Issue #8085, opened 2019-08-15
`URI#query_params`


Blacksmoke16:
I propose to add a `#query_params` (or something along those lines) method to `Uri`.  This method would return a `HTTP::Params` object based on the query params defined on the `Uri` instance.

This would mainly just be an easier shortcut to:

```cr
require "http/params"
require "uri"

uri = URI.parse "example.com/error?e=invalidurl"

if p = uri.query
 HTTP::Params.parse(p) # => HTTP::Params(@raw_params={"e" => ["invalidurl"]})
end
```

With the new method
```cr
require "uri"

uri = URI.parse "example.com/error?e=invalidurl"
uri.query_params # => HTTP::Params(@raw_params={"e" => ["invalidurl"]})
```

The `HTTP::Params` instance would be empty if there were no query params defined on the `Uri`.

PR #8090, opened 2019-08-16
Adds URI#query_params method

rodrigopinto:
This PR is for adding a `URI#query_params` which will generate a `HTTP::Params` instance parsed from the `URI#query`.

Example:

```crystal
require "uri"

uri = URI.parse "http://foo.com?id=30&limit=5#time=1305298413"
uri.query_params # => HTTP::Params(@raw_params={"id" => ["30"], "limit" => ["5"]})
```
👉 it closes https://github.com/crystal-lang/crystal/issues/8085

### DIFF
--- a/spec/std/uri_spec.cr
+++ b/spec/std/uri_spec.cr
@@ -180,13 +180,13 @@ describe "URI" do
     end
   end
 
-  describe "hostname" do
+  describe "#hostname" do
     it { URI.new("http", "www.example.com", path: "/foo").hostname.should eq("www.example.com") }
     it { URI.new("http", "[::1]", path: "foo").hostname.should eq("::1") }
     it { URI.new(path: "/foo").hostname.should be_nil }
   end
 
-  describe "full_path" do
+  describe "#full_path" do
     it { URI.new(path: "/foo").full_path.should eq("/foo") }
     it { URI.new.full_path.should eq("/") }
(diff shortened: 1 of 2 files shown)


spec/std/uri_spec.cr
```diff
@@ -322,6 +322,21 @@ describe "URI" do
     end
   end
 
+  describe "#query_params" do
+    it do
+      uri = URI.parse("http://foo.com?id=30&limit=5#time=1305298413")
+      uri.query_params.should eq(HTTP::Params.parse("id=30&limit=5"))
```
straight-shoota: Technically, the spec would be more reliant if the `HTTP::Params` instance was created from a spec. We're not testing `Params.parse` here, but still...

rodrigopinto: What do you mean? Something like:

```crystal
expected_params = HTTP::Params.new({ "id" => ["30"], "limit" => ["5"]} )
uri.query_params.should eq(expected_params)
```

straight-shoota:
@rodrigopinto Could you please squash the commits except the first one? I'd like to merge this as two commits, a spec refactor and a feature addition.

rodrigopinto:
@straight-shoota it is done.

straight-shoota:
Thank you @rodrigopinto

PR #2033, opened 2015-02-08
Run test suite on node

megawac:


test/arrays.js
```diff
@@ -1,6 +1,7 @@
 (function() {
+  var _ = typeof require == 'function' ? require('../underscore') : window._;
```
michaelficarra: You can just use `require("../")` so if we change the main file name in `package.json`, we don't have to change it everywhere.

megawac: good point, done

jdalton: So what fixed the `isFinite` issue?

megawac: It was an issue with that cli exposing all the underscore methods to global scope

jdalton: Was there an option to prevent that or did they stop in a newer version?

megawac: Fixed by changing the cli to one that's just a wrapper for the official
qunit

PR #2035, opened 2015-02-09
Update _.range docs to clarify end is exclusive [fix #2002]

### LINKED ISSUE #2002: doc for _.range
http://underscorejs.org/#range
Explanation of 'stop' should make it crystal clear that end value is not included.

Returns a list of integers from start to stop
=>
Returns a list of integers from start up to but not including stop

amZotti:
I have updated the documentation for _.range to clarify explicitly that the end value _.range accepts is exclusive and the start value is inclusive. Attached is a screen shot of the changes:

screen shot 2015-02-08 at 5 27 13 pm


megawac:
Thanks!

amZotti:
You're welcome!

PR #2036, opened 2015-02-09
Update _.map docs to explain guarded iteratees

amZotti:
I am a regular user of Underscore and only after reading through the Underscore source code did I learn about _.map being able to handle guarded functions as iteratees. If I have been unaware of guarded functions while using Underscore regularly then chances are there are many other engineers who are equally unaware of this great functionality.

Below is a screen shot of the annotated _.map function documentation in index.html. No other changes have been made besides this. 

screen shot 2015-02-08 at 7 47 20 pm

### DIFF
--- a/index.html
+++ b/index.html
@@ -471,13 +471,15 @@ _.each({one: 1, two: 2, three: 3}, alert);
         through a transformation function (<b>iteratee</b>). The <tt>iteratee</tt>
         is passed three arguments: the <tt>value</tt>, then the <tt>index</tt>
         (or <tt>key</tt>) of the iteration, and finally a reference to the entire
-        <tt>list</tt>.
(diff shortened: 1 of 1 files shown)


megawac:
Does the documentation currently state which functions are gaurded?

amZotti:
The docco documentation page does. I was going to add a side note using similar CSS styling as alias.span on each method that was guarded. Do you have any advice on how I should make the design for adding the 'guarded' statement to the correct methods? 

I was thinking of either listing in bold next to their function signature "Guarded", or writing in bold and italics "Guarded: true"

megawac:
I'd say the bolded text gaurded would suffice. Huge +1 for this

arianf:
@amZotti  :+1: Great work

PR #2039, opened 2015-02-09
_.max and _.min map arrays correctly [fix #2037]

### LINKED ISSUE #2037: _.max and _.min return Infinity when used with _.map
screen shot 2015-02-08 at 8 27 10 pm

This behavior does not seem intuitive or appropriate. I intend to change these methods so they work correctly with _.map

════════════════════

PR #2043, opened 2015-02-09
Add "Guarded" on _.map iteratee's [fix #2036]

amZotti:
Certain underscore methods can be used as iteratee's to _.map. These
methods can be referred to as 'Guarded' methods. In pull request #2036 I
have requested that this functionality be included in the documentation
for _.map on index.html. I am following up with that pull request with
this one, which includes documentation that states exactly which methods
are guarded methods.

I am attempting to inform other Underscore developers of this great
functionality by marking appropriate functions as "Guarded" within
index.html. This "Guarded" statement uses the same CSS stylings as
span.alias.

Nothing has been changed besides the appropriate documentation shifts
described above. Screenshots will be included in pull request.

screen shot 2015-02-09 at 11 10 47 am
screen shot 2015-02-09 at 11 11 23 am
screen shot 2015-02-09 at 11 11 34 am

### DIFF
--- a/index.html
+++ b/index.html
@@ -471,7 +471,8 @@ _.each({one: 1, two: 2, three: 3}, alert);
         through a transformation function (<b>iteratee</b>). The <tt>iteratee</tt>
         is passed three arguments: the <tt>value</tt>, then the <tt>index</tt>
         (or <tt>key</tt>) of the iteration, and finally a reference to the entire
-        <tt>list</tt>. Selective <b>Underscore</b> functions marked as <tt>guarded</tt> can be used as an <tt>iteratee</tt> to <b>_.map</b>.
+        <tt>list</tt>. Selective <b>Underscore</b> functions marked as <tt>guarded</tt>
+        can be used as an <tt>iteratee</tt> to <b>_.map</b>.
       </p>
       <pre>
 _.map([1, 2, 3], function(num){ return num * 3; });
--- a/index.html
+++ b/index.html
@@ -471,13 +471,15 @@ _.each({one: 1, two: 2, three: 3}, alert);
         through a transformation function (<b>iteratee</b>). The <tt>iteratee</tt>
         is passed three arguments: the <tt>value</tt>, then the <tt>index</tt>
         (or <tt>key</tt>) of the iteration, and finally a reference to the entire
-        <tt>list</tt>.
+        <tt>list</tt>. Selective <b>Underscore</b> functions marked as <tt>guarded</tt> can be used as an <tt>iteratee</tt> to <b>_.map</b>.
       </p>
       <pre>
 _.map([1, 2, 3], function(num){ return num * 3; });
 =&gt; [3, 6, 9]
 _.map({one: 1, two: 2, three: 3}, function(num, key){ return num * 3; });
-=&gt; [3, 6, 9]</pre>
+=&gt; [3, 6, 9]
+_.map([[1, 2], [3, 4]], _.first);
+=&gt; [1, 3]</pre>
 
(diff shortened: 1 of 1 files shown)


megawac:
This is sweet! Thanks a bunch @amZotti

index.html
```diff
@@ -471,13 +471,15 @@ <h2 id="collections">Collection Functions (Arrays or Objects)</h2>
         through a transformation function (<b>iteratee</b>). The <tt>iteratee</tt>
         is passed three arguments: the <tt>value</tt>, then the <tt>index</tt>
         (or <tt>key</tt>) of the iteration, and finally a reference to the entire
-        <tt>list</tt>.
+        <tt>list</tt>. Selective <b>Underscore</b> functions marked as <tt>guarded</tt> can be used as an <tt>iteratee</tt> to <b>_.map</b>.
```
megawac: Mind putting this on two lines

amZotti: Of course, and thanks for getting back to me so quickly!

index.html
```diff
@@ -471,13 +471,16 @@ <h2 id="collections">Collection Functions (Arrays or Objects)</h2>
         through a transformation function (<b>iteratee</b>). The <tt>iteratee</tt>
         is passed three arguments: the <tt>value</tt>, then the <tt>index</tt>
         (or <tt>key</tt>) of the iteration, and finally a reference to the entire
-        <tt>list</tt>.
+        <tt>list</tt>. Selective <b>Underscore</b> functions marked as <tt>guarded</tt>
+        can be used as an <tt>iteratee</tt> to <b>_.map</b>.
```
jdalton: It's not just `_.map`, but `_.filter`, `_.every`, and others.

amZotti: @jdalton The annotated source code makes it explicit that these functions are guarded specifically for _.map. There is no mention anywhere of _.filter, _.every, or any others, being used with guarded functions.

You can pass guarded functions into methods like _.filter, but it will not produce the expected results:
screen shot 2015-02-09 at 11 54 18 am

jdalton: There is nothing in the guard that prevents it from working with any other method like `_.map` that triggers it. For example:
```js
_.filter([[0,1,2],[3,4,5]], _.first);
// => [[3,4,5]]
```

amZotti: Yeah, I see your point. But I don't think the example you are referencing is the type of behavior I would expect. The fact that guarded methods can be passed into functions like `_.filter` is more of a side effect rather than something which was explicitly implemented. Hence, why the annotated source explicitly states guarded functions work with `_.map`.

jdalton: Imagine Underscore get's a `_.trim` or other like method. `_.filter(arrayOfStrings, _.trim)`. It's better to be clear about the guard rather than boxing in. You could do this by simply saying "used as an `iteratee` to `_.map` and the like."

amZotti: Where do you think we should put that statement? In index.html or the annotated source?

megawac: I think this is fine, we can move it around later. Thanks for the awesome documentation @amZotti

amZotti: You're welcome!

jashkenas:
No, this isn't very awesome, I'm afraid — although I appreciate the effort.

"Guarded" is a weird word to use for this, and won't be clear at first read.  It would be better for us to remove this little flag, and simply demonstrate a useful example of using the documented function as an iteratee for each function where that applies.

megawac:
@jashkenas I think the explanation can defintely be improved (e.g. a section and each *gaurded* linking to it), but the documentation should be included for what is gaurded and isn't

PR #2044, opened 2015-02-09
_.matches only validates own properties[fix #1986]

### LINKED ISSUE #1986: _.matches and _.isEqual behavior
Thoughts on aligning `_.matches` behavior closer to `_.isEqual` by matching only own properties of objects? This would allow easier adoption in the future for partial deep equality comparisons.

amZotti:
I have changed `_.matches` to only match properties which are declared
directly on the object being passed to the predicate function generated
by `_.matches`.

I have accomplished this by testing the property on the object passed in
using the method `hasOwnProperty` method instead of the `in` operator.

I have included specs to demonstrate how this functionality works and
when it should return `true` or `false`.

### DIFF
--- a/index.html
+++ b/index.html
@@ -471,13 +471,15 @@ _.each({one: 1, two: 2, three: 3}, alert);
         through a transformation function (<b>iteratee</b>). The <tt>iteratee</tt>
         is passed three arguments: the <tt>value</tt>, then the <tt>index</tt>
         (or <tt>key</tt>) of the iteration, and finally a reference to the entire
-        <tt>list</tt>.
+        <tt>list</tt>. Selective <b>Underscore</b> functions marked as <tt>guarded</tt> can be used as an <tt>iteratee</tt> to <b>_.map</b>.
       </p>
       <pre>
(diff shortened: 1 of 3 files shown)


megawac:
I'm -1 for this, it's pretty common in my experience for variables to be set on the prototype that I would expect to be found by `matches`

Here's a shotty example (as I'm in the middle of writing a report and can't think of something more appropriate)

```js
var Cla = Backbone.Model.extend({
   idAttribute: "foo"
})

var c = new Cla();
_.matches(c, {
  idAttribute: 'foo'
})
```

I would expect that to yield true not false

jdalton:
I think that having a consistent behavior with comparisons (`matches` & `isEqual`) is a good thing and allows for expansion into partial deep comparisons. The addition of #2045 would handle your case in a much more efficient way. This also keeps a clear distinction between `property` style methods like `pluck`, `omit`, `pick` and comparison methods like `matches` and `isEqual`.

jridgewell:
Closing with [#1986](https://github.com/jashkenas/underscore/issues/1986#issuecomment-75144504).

════════════════════

→ The task:
Which lines in the records above contain the word "included"? Return each of them.

→ The answer:
Explanation of 'stop' should make it crystal clear that end value is not included.
have requested that this functionality be included in the documentation
described above. Screenshots will be included in pull request.
@jashkenas I think the explanation can defintely be improved (e.g. a section and each *gaurded* linking to it), but the documentation should be included for what is gaurded and isn't
I have included specs to demonstrate how this functionality works and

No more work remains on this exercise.